▶ **TASK ITEM**
Consider the listing below. Extract exactly the lines from the line containing "pushed new version v1.1.9" to the line containing "Thanks for reporting @aarani !", both included.

▶ **INPUT MATERIAL**

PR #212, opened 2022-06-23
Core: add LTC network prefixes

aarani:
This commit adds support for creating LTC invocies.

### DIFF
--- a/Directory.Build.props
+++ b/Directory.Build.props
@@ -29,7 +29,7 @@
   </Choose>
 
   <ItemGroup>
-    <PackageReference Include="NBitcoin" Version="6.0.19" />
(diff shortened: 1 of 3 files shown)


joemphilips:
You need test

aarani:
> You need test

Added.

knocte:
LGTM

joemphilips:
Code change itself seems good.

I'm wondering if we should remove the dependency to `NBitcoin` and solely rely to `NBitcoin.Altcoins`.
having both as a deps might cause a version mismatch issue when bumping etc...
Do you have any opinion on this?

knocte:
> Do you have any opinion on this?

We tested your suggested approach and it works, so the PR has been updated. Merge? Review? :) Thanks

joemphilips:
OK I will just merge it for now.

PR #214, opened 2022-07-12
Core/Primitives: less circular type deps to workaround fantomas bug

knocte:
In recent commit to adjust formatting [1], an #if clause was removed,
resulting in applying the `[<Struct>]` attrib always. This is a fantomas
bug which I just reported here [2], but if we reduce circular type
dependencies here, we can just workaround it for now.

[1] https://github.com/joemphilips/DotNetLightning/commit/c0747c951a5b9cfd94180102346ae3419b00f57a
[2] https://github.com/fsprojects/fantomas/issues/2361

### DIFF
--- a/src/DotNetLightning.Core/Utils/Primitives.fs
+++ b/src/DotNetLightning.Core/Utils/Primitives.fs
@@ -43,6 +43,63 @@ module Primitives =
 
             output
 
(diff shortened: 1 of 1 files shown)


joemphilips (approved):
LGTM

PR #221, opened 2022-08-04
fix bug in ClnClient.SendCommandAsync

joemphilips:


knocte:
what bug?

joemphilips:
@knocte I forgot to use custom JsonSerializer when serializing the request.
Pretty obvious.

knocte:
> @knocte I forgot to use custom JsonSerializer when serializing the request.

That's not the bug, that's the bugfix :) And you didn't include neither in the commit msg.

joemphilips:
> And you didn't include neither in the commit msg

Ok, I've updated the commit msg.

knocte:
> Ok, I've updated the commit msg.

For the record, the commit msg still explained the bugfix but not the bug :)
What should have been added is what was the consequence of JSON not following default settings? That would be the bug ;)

--

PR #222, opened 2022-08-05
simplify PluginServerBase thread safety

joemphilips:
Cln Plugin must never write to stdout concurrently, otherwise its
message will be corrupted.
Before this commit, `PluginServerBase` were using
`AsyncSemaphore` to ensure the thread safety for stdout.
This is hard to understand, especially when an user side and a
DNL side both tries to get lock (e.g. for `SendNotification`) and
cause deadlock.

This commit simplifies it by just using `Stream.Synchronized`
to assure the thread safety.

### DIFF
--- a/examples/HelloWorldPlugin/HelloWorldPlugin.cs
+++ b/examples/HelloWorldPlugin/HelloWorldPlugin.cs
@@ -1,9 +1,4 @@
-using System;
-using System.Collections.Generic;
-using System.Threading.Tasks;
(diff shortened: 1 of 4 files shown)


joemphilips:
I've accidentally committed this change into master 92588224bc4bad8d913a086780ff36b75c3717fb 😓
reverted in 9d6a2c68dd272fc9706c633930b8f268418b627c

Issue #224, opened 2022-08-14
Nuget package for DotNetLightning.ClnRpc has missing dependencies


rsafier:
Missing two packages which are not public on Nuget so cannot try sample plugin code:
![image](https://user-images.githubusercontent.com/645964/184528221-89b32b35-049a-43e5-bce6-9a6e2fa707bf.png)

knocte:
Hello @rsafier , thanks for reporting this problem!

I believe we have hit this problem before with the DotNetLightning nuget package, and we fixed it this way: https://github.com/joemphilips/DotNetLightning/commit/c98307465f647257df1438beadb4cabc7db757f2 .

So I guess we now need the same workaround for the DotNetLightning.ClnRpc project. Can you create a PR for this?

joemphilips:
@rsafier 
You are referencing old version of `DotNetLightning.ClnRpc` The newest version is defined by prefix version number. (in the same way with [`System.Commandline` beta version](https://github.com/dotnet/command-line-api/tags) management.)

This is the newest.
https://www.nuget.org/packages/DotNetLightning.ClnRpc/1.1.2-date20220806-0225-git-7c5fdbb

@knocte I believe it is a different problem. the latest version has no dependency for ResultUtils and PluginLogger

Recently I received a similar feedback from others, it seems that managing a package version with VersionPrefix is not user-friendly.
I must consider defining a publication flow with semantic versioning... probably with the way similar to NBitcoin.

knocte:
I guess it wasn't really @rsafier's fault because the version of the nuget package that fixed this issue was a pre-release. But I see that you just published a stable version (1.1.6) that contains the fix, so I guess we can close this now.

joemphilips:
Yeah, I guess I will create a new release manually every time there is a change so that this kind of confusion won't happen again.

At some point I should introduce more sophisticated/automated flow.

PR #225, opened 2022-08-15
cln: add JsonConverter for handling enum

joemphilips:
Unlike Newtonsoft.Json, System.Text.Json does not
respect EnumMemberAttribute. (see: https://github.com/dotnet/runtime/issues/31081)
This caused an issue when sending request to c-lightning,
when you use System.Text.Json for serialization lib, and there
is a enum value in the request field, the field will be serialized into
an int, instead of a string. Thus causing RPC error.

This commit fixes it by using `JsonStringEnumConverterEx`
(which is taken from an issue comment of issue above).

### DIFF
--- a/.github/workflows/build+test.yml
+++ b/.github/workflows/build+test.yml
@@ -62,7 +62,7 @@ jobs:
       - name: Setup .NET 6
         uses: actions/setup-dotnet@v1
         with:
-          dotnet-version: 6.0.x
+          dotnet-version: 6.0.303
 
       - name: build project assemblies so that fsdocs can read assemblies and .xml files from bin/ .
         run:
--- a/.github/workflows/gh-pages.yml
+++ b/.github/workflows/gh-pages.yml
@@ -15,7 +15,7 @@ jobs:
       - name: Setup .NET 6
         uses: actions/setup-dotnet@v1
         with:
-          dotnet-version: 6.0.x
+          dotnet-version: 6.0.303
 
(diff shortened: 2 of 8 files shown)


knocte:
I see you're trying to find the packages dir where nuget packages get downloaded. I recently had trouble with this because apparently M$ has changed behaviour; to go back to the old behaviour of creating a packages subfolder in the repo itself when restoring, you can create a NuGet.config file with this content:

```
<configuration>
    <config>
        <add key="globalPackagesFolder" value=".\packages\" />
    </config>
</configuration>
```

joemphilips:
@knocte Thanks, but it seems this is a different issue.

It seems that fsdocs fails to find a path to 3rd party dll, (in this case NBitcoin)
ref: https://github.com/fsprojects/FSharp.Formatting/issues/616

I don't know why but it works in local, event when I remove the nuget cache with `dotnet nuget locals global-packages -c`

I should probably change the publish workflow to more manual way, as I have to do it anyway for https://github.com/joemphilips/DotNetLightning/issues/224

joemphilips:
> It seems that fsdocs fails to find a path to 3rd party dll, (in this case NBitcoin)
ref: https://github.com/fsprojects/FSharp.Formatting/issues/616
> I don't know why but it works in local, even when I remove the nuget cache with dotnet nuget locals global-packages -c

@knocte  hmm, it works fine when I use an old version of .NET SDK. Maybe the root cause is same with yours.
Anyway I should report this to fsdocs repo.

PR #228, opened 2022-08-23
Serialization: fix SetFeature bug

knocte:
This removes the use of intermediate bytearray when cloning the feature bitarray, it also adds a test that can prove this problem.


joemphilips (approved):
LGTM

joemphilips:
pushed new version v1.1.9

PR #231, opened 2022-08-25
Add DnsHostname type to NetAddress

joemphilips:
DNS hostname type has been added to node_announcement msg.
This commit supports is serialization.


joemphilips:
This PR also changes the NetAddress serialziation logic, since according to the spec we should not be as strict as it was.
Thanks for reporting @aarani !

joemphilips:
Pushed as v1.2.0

▶ **WRITTEN RESPONSE**
pushed new version v1.1.9

PR #231, opened 2022-08-25
Add DnsHostname type to NetAddress

joemphilips:
DNS hostname type has been added to node_announcement msg.
This commit supports is serialization.


joemphilips:
This PR also changes the NetAddress serialziation logic, since according to the spec we should not be as strict as it was.
Thanks for reporting @aarani !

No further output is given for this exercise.